Dr Wollaston said on social media that former UKIP members had “been busy” taking over the Conservatives, alongside Jacob Rees-Mogg’s European Research Group.

And she complained over the weekend via Twitter that the “Tory leadership has taken zero interest in this blatant entryism and will only wake up to the reality of the ‘purple momentum’ destroying their party when it’s too late.”

Leave.EU admitted trying to influence local parties when it tweeted on Sunday: “Last year we encouraged our supporters to join the Tories and bring about real change.”

Constituency association chairman John Smith this week confirmed receipt of the letter and petition.

Following the letter going in to Mr Smith, Leave.EU was predicting on Twitter that “Tory Remoaners under pressure in their constituencies thanks to our deselection campaign are poised to jump before they’re pushed and unite with Labour’s People’s Vote brigade. Good riddance!”

In another tweet, the pro-Brexit group’s co-founder, Arron Banks, said: “Stop Brexit and we will do everything to stop you, now or at the next general election.”

Leave.EU campaigned against Britain remaining in the EU in the 2016 referendum and was subsequently fined by the Electoral Commission.

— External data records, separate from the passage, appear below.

Issue #5618, opened 2024-08-27
[Feature Request]: In the 'Playlist View' I can sort by MANY different options. It would be AWESOME if we could sort by RANDOM order.


aaronsql2019:
### Guidelines

- [X] I have searched the issue tracker for [open](https://github.com/FreeTubeApp/FreeTube/issues?q=is%3Aopen+is%3Aissue) and [closed](https://github.com/FreeTubeApp/FreeTube/issues?q=is%3Aissue+is%3Aclosed) issues that are similar to the feature request I want to file, without success.
- [X] I have searched the [documentation](https://docs.freetubeapp.io/) for information that matches the description of the feature request I want to file, without success.
- [X] This issue contains only one feature request.

### Problem Description

In the 'Playlists' feature. I can click on a playlist and sort by many different options.
#1. I clicked on 'Custom' in the sort by clause. I don't know what this is sorting by.
#2. I'd LIKE to sort by RANDOM (so that every time I listen to this playlist, it is in a new order).

### Proposed Solution

I'd like to be able to 'Sort By: Random' 
I have 103 songs in this playlist. I think that 10 songs are the same SONG but different ReMixes.
I want to keep all the 'Duplicates' but I want to listen to them. I just don't want to sort alphabetically, because then I have 12 copies of the song 'IDGAF' (by Dua Lipa). 

Again, I WANT to listen to all of these mixes. I just don't want to listen to them ONE RIGHT AFTER THE OTHER.

### Alternatives Considered

As an alternative, if you could just explain what the 'Sort Order: Custom' does. This MIGHT already do what I want (but I think that it merely allows me to do a CUSTOM re-ordering of the songs (doing drag and drop).

![Dua_Lipa_IDGAF_Sort_Order_20240827](https://github.com/user-attachments/assets/cd4f8242-fb2b-417e-8b73-94d4a4c9ada1)

### Issue Labels

ease of use improvement

### Additional Information

I started by taking a copy of THIS playlist. 
https://www.youtube.com/playlist?list=PLfqxLOyMxF2-c6P8d185EM4HcjgrYzAEl
I clicked each song in the list to add it to my 'Default Playlist'. That generally works. 

I just ALSO wish that there was an easier way to import a BUNCH of playlists to SQLITE.
My PRIMARY FEATURE is to be able to access these playlists via SQLITE. I assume that I can do that (once I copy the playlist into FreeTube)?

[...]

PR #6153, opened 2024-11-12
Add Play All and Shuffle Button

JL0000:
# Add Play All and Shuffle Button

## Pull Request Type

- [ ] Bugfix
- [x] Feature Implementation
- [ ] Documentation
- [ ] Other

## Related issue

#5618

## Description

Added `Play all` and `Shuffle` buttons to both user and youtube playlists.
Clicking on `Play all` always plays the first video in the playlist.
Clicking on `Shuffle` plays a random video in the playlist and toggles shuffle mode on.

### Before
**User Playlist**
playlist-no-button
playlist-no-button-list
**Youtube Playlist**
yt-playlist-no-button

### After
**User Playlist**
playlist-button
playlist-button-list
**Youtube Playlist**
yt-playlist-button

## Testing 

`Play all` plays the first video after video order is changed.
`Shuffle` works as intended after a video is deleted whilst playing through the playlist. 
`Shuffle` resets the playlist after adding a new video whilst it is playing its last item in the iteration. This behaviours is inherited from the development branch.

## Desktop

- **OS:** MacOs
- **OS Version:** 15.1


efb4f5ff-1298-471a-8973-3d47447115dc (commented):
Everything looks good but i did notice this error when entering an empty playlist.

https://github.com/user-attachments/assets/3e85c84d-d92d-4310-94a2-34eb9aec6e3c

JL0000:
I have fixed this error and I have hid the buttons when the playlist is empty.

efb4f5ff-1298-471a-8973-3d47447115dc (approved):

PikachuEXE:
I don't think the buttons should be shown in edit mode
Screenshot 2024-11-17 at 08 10 16

I will fix other buttons/inputs myself later

efb4f5ff-1298-471a-8973-3d47447115dc (approved):

efb4f5ff-1298-471a-8973-3d47447115dc:
> I do also think that all of our icons should have visible labels, not just these two, for accessibility & ease of use reasons. That said, that's no reason to not have them here, just that in the future I recommend that all of these buttons become of the same type, with optionally the same positioning differences kept if we feel like it.

This is a signal boost for https://github.com/FreeTubeApp/FreeTube/pull/4950 and i like the member to chime in on that PR. I think it would be a good improvement.

JL0000:
> **suggestion (non-blocking):** I'd ideally like it if on a desktop view breakpoint for the grid view playlist page, the top row became a flex container with the icons on the left and the new buttons on the right. This way the fixed container wouldn't have to be as tall.
> 
So I tried this out and it turned out fine
Screenshot 2024-11-23 at 21 57 12
On a public playlist, because `playlistOptionsWrapper` was moved out of `channelShareWrapper` (the new buttons in the `playlistOptionsWrapper` will push `playlistChannel` to the left), the copy and share buttons will not be to the immediate right of the channel name. Is this fine?
Screenshot 2024-11-23 at 21 54 58

efb4f5ff-1298-471a-8973-3d47447115dc:
Thoughts:

Playlist Grid view: To it seems a bit weird that the Secondary color theme colors are divided by the red icons. Maybe place the buttons to the left of the bookmark icon so that its grouped by color?

image

Channel playlist view: Would maybe look nicer if the buttons are placed to the left of the copy and share link buttons

image

Playlist List view: The suggestion above cant be applied here as there isnt space for it. I do think that it kind of looks off when sitting between the icons above and the searchbar but im not sure if it can be made to look 'nicer'

image

JL0000:
I tried a few things and I think the best it looked was grid mode not changing but list mode having centered buttons.
Screenshot 2024-11-26 at 19 35 54 Screenshot 2024-11-26 at 19 36 09

efb4f5ff-1298-471a-8973-3d47447115dc:
that does look good but im still bothered by the grid view as it is beside the other colored options. Would like to hear from others on this.

One additional suggestion could be to go back to this style:

https://github.com/FreeTubeApp/FreeTube/pull/6153#pullrequestreview-2456416968

efb4f5ff-1298-471a-8973-3d47447115dc:
@

> that does look good but im still bothered by the grid view as it is beside the other colored options. Would like to hear from others on this.
> 
> One additional suggestion could be to go back to this style:
> 
> [#6153 (review)](https://github.com/FreeTubeApp/FreeTube/pull/6153#pullrequestreview-2456416968)

@kommunarr thoughts?

kommunarr:
Putting the new buttons to the left sounds okay. Make sure that the functional horizontal margin between them is the same as the one between the icon buttons, as it appears not to be glancing at it now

The Electoral Commission fined the group £70,000 for offences committed under electoral law, after it investigated the campaign’s funding and spending during the referendum.

The commission also referred Leave.EU’s chief executive Liz Bilney to the Metropolitan Police, saying it had reasonable grounds to suspect she had committed criminal offences.

Dr Sarah Wollaston was the first person to be selected as the parliamentary candidate for a major British political party through a postal open primary – in which non-members would have a vote.

Formerly a GP, Dr Wollaston stopped practising when she won the seat at the 2010 general election. She initially supported the Vote Leave campaign during the 2016 EU referendum.

However, two weeks before the referendum, she announced that she was changing sides to campaign for Britain to remain in the EU – Conservative Party policy at the time – suggesting leaving would harm the UK’s economy.

Dr Wollaston also claimed Vote Leave’s declaration that leaving the EU would free up £350m per week for the NHS “simply isn’t true” and represented “post-truth politics”.

Later she would call for People’s Vote, saying: “I hope the PM will take her deal to the people with a simple question about whether they wish to proceed on these terms or stick with the deal we already have.”

Mr Smith said after Dr Wollaston announced she was leaving the party: “We are saddened that Sarah Wollaston has come to this decision. It is a matter of regret that she has not been able to reconcile her views on Brexit with Conservative Party policy to deliver on the result of the referendum.”